____ Listed records

PR #169, opened 2021-06-17
REALMC-8832: Update command flag descriptions

makesitgo:


makesitgo:
worked with @kpham1231 on this one... things to look out for while reviewing:
 - consistency with capitalization ("Realm app", "Service", "Function") and punctuation (don't end usages with `.`, use `;` b/w value descriptions, `[]` around the docs links)
 - consistency across commands for similar flags
 - typos or any other oddities

internal/commands/function/run_inputs.go
```diff
@@ -14,13 +14,14 @@ import (
 
 const (
 	flagFunctionName      = "name"
-	flagFunctionNameUsage = "specify the name of the function to run"
+	flagFunctionNameUsage = "Specify the name of the function to run"
 
-	flagFunctionArgs      = "args"
-	flagFunctionArgsUsage = "specify the args to pass to your function"
+	flagFunctionArgs = "args"
+	// TODO(REALMC-XXXX): Add docs link to the end of the usage string here: [Learn more: http://docs.link]
```
makesitgo, line 20: ⚠️  need to reach out to docs to get a JIRA to link to

internal/commands/logs/list_inputs.go
```diff
@@ -14,19 +14,21 @@ import (
...
+	flagTypeUsage = `Specify the type(s) of logs to list (Default value: <none>; Allowed values: "auth", "function", "push", "service", "trigger", "graphql", "sync", "schema")`
 
 	flagErrors      = "errors"
-	flagErrorsUsage = "specify to view only error logs"
+	flagErrorsUsage = "View your Realm app's error logs"
 
-	flagStartDate      = "start"
-	flagStartDateUsage = "specify the start date to begin listing logs from"
+	flagStartDate = "start"
+	// TODO(REALMC-XXXX): Include docs link at the end of this usage: [Learn more: http://docs.link]
```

________

§ What to produce:
Where does "flagFunctionNameUsage" appear in the records above? Copy each line that holds it.

§ Response for this exercise:
-	flagFunctionNameUsage = "specify the name of the function to run"
+	flagFunctionNameUsage = "Specify the name of the function to run"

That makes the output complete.